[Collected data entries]
PR #1730, opened 2017-07-17
Refresh namespace values at Pods dashboard

cieni:
The current template for the Pods dashboard won't refresh the list of available namespace, leaving only `default` and `kube-system` as options. It took me some time to figure out why, because both _pod_ and _node_ selector (at the Cluster dashboard) were automatically reloading its values.


cieni:
I signed it!

PR #1732, opened 2017-07-18
add service account heapster

davidstack:
kubernetes does not set the heapster serviceaccount as a default serviceaccount,so i think we should add this serviceaccount


davidstack:
I signed it!

DirectXMan12:
Hmm... I though this was already created.

cc @luxas

luxas:
https://github.com/master/heapster/blob/master/deploy/kube-config/influxdb/heapster.yaml

davidstack:
oh,i did not use this file.thanks.i closed this pull request

PR #1747, opened 2017-08-03
Don't log api errors with log level set to zero

jsoriano:
API errors can be quite spammy if some service is requesting pod metrics and the cluster has lots of short-lived pods, as can be when using ScheduledJobs. Even if heapster is started with `--v=0`.

This change makes these messages to require at least a log level of 2 to be logged.


DirectXMan12:
This seems reasonable.  We commonly use these errors to diagnose issues with Heapster, but `V(2)` is sufficiently low that it's probably fine to just run with that when we care about it.

PR #1748, opened 2017-08-04
Storing and/or ignoring user-provided labels

### LINKED ISSUE #807: Push user labels for pods and containers as separate tags in InfluxDB
As of now we serialize all the user defined labels into a single tag in InfluxDB. 
This was done to meet the number of lables limitation in GCM.
We should make this schema storage dependent.

bartebor:
This PR resolves #807.

There are two new options:
- `--store-label` stores label as separate label/tag in addition to concatenated one
- `--ignore-label` allows to prevent label from being used in concatenation

Custom tags allow for more efficient data retrieval from InfluxDB. Ignoring labels reduces redundancy.
Using both options in order allows for seamless transition from old (regexp based) to new (exact match) retrievals.

### DIFF
--- a/metrics/util/util.go
+++ b/metrics/util/util.go
@@ -21,27 +21,57 @@ import (
 	v1listers "k8s.io/client-go/listers/core/v1"
 	kube_api "k8s.io/client-go/pkg/api/v1"
 	"k8s.io/client-go/tools/cache"
+	"k8s.io/heapster/metrics/core"
 	"sort"
 	"strings"
 	"time"
 )
 
 var labelSeperator string
+var storedLabels map[string]string
+var ignoredLabels map[string]string
 
-// Concatenates a map of labels into a Seperator-seperated key:value pairs.
-func LabelsToString(labels map[string]string) string {
-	output := make([]string, 0, len(labels))
-	for key, value := range labels {
-		output = append(output, fmt.Sprintf("%s:%s", key, value))
+// Copies labels from input map to output:
+// - all labels, unless found in ignoredLabels, are concatenated into a Seperator-seperated key:value pairs and stored under core.LabelLabels.Key
+// - labels found in storedLabels are additionally stored under key provided
+func CopyLabels(in map[string]string, out map[string]string) {
+	labels := make([]string, 0, len(in))
+
+	for key, value := range in {
+		if mappedKey, exists := storedLabels[key]; exists {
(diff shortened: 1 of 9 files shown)


bartebor:
I signed cncf-cla.

metrics/util/util.go
```diff
@@ -21,29 +21,59 @@ import (
...
 	kube_api "k8s.io/client-go/pkg/api/v1"
 	"k8s.io/client-go/tools/cache"
+	"k8s.io/heapster/metrics/core"
 	"sort"
 	"strings"
 	"time"
 )
 
 var labelSeperator string
+var storedLabels map[string]string
```
DirectXMan12: add some godoc here for clarity.

metrics/util/util.go
```diff
@@ -21,29 +21,59 @@ import (
...
+var ignoredLabels map[string]string
 
-// Concatenates a map of labels into a Seperator-seperated key:value pairs.
-func LabelsToString(labels map[string]string) string {
-	output := make([]string, 0, len(labels))
-	for key, value := range labels {
-		output = append(output, fmt.Sprintf("%s:%s", key, value))
+// Copies labels from input map to output:
```
DirectXMan12: godoc should be of the form

`<method name> does a thing`, so here it should look like:

```
// CopyLabels copies the given set of pod labels into a set of metric labels, using the following logic:
// - all labels....
// ...
```

metrics/util/util.go
```diff
@@ -21,29 +21,59 @@ import (
...
-	return strings.Join(output, labelSeperator)
+	sort.Strings(labels)
+	out[core.LabelLabels.Key] = strings.Join(labels, labelSeperator)
 }
 
 func SetLabelSeperator(seperator string) {
 	labelSeperator = seperator
 }
 
+func SetStoredLabels(labels []string) {
```
DirectXMan12: if possible, I'd love to avoid globals here.  Don't worry about it too much, but if you can find a nice way to avoid globals, that would be great.

DirectXMan12:
LGTM, will merge once tests pass

/ok-to-test

bartebor:
Looks like I missed a release, that's what happens when you take a vacation :wink:

bartebor:
@DirectXMan12 @piosz Will this PR make it into next release?

PR #1752, opened 2017-08-08
Added request duration metric to SD sink

piosz:


crassirostris:
@piosz Duration -> latency mb? WDYT?

piosz:
sounds better

metrics/sinks/stackdriver/stackdriver.go
```diff
@@ -308,6 +318,7 @@ func (sink *StackdriverSink) sendRequest(req *sd_api.CreateTimeSeriesRequest) {
 	timeseriesSent.
 		WithLabelValues(strconv.Itoa(responseCode)).
 		Add(float64(len(req.TimeSeries)))
+	requestsLatency.Observe(float64(time.Since(startTime)) / float64(time.Millisecond))
```
crassirostris: I strongly feed about `float64(time.Since(startTime)) -> time.Since(startTime).Seconds()`

But not so sure about `float64(time.Millisecond) -> time.Millisecond.Seconds()`, but it's still better IMO

piosz: done

piosz:
I've changed also histogram to summary which is more suitable for this case.

PTAL

crassirostris:
@piosz 

I'm not sure about the name change (request -> requests). See https://github.com/kubernetes/kubernetes/blob/master/pkg/client/metrics/prometheus/prometheus.go#L33 or https://github.com/kubernetes/kubernetes/blob/master/staging/src/k8s.io/apiserver/pkg/storage/etcd/metrics/metrics.go#L55

But otherwise LGTM

Also FYI, https://github.com/kubernetes/kubernetes/blob/master/pkg/client/metrics/prometheus/prometheus.go#L33 uses histogram

piosz:
done

crassirostris:
Thanks!

PR #1755, opened 2017-08-09
Introduced min export interval to SD sink

piosz:
This is needed to control how often the metrics are pushed to SD.

### DIFF
--- a/metrics/sinks/stackdriver/stackdriver.go
+++ b/metrics/sinks/stackdriver/stackdriver.go
@@ -42,6 +42,8 @@ type StackdriverSink struct {
 	zone              string
 	stackdriverClient *sd_api.Service
 	requestQueue      chan *sd_api.CreateTimeSeriesRequest
+	minInterval       time.Duration
+	lastExportTime    time.Time
 }
 
 type metricMetadata struct {
@@ -165,6 +167,13 @@ func (sink *StackdriverSink) processMetrics(metricValues map[string]core.MetricV
 }
 
 func (sink *StackdriverSink) ExportData(dataBatch *core.DataBatch) {
+	// Make sure we don't export metrics too often.
+	if dataBatch.Timestamp.Before(sink.lastExportTime.Add(sink.minInterval)) {
+		glog.V(2).Infof("Skipping batch from %s because there hasn't passed %s from last export time %s", dataBatch.Timestamp, sink.minInterval, sink.lastExportTime)
+		return
+	}
+	sink.lastExportTime = dataBatch.Timestamp
+
 	req := getReq()
 	for _, metricSet := range dataBatch.MetricSets {
 		switch metricSet.Labels["type"] {
@@ -237,6 +246,15 @@ func CreateStackdriverSink(uri *url.URL) (core.DataSink, error) {
 		cluster_name = opts["cluster_name"][0]
 	}
 
+	minInterval := time.Nanosecond
+	if len(opts["min_interval_sec"]) >= 1 {
+		if interval, err := strconv.Atoi(opts["min_interval_sec"][0]); err != nil {
+			return nil, fmt.Errorf("Min interval should be an integer, found: %v", opts["min_interval_sec"][0])
+		} else {
+			minInterval = time.Duration(interval) * time.Second
+		}
+	}
+
 	if err := gce_util.EnsureOnGCE(); err != nil {
 		return nil, err
 	}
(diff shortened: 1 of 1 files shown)


metrics/sinks/stackdriver/stackdriver.go
```diff
@@ -165,6 +167,13 @@ func (sink *StackdriverSink) processMetrics(metricValues map[string]core.MetricV
 }
 
 func (sink *StackdriverSink) ExportData(dataBatch *core.DataBatch) {
+	// Make sure we don't export metrics too often.
+	if dataBatch.Timestamp.Before(sink.lastExportTime.Add(sink.minInterval)) {
+		glog.Infof("Skipping batch from %s because there hasn't passed %s from last export time %s", dataBatch.Timestamp, sink.minInterval, sink.lastExportTime)
```
crassirostris: %s -> %v?

metrics/sinks/stackdriver/stackdriver.go
```diff
@@ -237,6 +246,16 @@ func CreateStackdriverSink(uri *url.URL) (core.DataSink, error) {
 		cluster_name = opts["cluster_name"][0]
 	}
 
+	minInterval := time.Nanosecond
+	if len(opts["min_interval_sec"]) >= 1 {
+		if interval, err := strconv.Atoi(opts["min_interval_sec"][0]); err != nil {
+			return nil, fmt.Errorf("Min interval should be an integer, found: %v", opts["min_interval_sec"][0])
+		} else {
```
crassirostris: else is unnecessary

metrics/sinks/stackdriver/stackdriver.go
```diff
@@ -237,6 +246,16 @@ func CreateStackdriverSink(uri *url.URL) (core.DataSink, error) {
 		cluster_name = opts["cluster_name"][0]
 	}
 
+	minInterval := time.Nanosecond
```
crassirostris: `var minInterval time.Duration`?

metrics/sinks/stackdriver/stackdriver.go
```diff
@@ -237,6 +246,16 @@ func CreateStackdriverSink(uri *url.URL) (core.DataSink, error) {
...
+	if len(opts["min_interval_sec"]) >= 1 {
+		if interval, err := strconv.Atoi(opts["min_interval_sec"][0]); err != nil {
+			return nil, fmt.Errorf("Min interval should be an integer, found: %v", opts["min_interval_sec"][0])
+		} else {
+			minInterval = time.Duration(interval) * time.Second
+		}
+
```
crassirostris: Extra empty line

metrics/sinks/stackdriver/stackdriver.go
crassirostris: Should it be V(0)? V(2) maybe or even V(4)?

crassirostris (changes requested):

metrics/sinks/stackdriver/stackdriver.go
crassirostris: That doesn't effectively change the behavior, so leave it to you and to the consistency

piosz: Time, Duration has string method defined. It's well formated:
```
I0809 09:21:05.043400       1 stackdriver.go:175] Skipping batch from 2017-08-09 09:21:00 +0000 UTC because there hasn't passed 1m40s from last export time 2017-08-09 09:20:00 +0000 UTC
```

piosz: V(2) seems to be good.

crassirostris: I know, it's the same with errors, I just prefer using %s when it's string and %v otherwise. Don't know how it works in heapster tho, that's why I leave it up to you

metrics/sinks/stackdriver/stackdriver.go
piosz: I prefer to have explicit default.

metrics/sinks/stackdriver/stackdriver.go
piosz: It is - interval is visible only within the scope of `if`

metrics/sinks/stackdriver/stackdriver.go
piosz: removed

metrics/sinks/stackdriver/stackdriver.go
crassirostris: Ack

piosz:
PTAL

metrics/sinks/stackdriver/stackdriver.go
crassirostris: This is an explicit default in go, e.g. linter will ask to change `var x int = 0` to `var x int`. I don't like 1 nanosecond as an initial value, but leave it up to you

crassirostris (approved):
Thanks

YOUR INSTRUCTIONS: Take the lines above from the one containing "crassirostris: else is unnecessary" down to the one containing "piosz: It is", and transcribe them exactly, both ends included.

EXERCISE RESPONSE:
crassirostris: else is unnecessary

metrics/sinks/stackdriver/stackdriver.go
```diff
@@ -237,6 +246,16 @@ func CreateStackdriverSink(uri *url.URL) (core.DataSink, error) {
 		cluster_name = opts["cluster_name"][0]
 	}
 
+	minInterval := time.Nanosecond
```
crassirostris: `var minInterval time.Duration`?

metrics/sinks/stackdriver/stackdriver.go
```diff
@@ -237,6 +246,16 @@ func CreateStackdriverSink(uri *url.URL) (core.DataSink, error) {
...
+	if len(opts["min_interval_sec"]) >= 1 {
+		if interval, err := strconv.Atoi(opts["min_interval_sec"][0]); err != nil {
+			return nil, fmt.Errorf("Min interval should be an integer, found: %v", opts["min_interval_sec"][0])
+		} else {
+			minInterval = time.Duration(interval) * time.Second
+		}
+
```
crassirostris: Extra empty line

metrics/sinks/stackdriver/stackdriver.go
crassirostris: Should it be V(0)? V(2) maybe or even V(4)?

crassirostris (changes requested):

metrics/sinks/stackdriver/stackdriver.go
crassirostris: That doesn't effectively change the behavior, so leave it to you and to the consistency

piosz: Time, Duration has string method defined. It's well formated:
```
I0809 09:21:05.043400       1 stackdriver.go:175] Skipping batch from 2017-08-09 09:21:00 +0000 UTC because there hasn't passed 1m40s from last export time 2017-08-09 09:20:00 +0000 UTC
```

piosz: V(2) seems to be good.

crassirostris: I know, it's the same with errors, I just prefer using %s when it's string and %v otherwise. Don't know how it works in heapster tho, that's why I leave it up to you

metrics/sinks/stackdriver/stackdriver.go
piosz: I prefer to have explicit default.

metrics/sinks/stackdriver/stackdriver.go
piosz: It is - interval is visible only within the scope of `if`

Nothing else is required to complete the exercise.